Intraurban NO2 hotspot detection via clustering of in-situ, remote, and modeled air quality data products
- Anastasia Montgomery ,
- Madeleine Daepp ,
- Marah I Abdin ,
- Pallavi Choudry ,
- Sara Malvar ,
- Scott Counts ,
- Daniel E Horton
Novel air quality data sources promise unprecedented insights on intra-urban variations in air pollution by enabling stakeholders to identify and mitigate hotspots. However, sparse regulatory networks limit validation of novel datasets, resulting in pollutant exposure estimates that are likely to be noisy and difficult to cross-analyze across platforms.

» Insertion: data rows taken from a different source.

PR #5261, opened 2026-05-04
Issue #7120: Make sure selectable event is not lost when using pager in dialog

### LINKED ISSUE #7120: Regression: Image browser items lose JS events after using the pager
## Description of the bug

Again, introduced by Issue #440: Support "Multiple" attribute on file uploads.

## Steps To Reproduce

1. A node with multi value image field
2. Make sure you have more images on that site, than fit on a single page of the image browser
3. Open the node form, open the dialog
4. Click on the pager (go to next page)
5. Try to select one of the images, try to insert

## Actual behavior

No image gets highlighted and clicking on "Insert" just closes the dialog, but no image gets inserted.

## Expected behavior

Insert should happen even after using the pager.

## Additional information

I belief, we struggled with similar problems before (JS events lost), but I'm not sure.
In #440 a different select approach has been added (jQuery UI), but those events only get attached once, so using the pager wipes them out. Caution, that's a bit of guessing.

Edit: what's actually lost is the event on the parent div (class ui-selectable missing from view-content, as view-content gets replaced). Happens, or does not happen, in dialogOpenEvent.

indigoxela:
Fixes https://github.com/backdrop/backdrop-issues/issues/7120

Turns out, jQuery UI provides what we need: A filter, so we don't have to use the immediate parent (which gets replaced on pager click).

### DIFF
--- a/core/modules/file/js/file.js
+++ b/core/modules/file/js/file.js
@@ -174,10 +174,10 @@ Backdrop.file = Backdrop.file || {
    */
   dialogOpenEvent: function(e, dialog, $element, settings) {
     var $browserContainer = $element.find(".file-browser");
-    var $viewContent = $element.find(".view-content");
     var fieldCardinality = parseInt(Backdrop.settings.file.browser.fieldCardinality);
     if (fieldCardinality != 1) {
-      $viewContent.selectable({
+      $browserContainer.selectable({
+        filter: '.image-library-choose-file',
         classes: {
           "ui-selected": "image-library-image-selected"
         },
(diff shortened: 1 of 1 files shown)


core/modules/file/js/file.js
```diff
@@ -174,13 +174,14 @@ Backdrop.file = Backdrop.file || {
    */
   dialogOpenEvent: function(e, dialog, $element, settings) {
     var $browserContainer = $element.find(".file-browser");
-    var $viewContent = $element.find(".view-content");
+    var fieldCardinality = parseInt(Backdrop.settings.file.browser.fieldCardinality);
```
quicksketch:
```suggestion
```

quicksketch:
Merged into 1.x for 1.34.0. Thank you @indigoxela!

PR #5264, opened 2026-05-10
Issue #7127: Make sure markup prepended to bulk tables is valid

### LINKED ISSUE #7127: Stray char in bulk operation views tbody element (with jQuery 4)
## Description of the bug

As an example the node_admin_content view ("Content"), which is used on admin/content. A subtle bug that just looks ugly but doesn't break any functionality.

## Steps To Reproduce

1. Generate a bunch of nodes, so there's more than one page
2. Switch to jQuery 4 on admin/config/development/jquery
3. Visit admin/content

## Actual behavior

You'll notice this stray `>` right under the content table header.

Image

## Expected behavior

Pretty markup.

## Additional information

- Backdrop CMS version: Apparently introduced by Issue #7038 in January this year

In this study, we identify and evaluate clusters of NO2 using the Getis-Ord G* statistic across Chicago, IL using three novel air quality datasets: (1) a two-way coupled WRF-CMAQ simulation performed at 1.3 km resolution; (2) the TropOMI satellite instrument; and (3) a high-density network of low-cost air quality sensors deployed through the Microsoft Eclipse project. We identify a large, statistically significant cluster of heightened exposures that is observed across all three data sources, enabling us to report with high confidence the presence of a “true” hotspot, despite a dearth of regulatory data in the affected area. Moreover, using the temporally fine-grained data sets (WRF-CMAQ and Eclipse), we observe that the hotspot is consistent across dominant wind directions. By analyzing the disagreement across clusters, we may systematically analyze the reasons for divergence. For example, a hotspot that emerges in the observational datasets but not modeled dataset enables us to interrogate model biases with respect to underlying emissions and meteorological performance. To contrast, hotspots simulated by WRF-CMAQ but not observed by sensors enable us to prioritize new locations for sensor deployment. This work offers an example of how researchers can utilize and build confidence in multiple sources of novel air quality data. As such, these complementary tools can be used to both evaluate confidence in policy-relevant insights and to interrogate and improve discrepancies across datasets.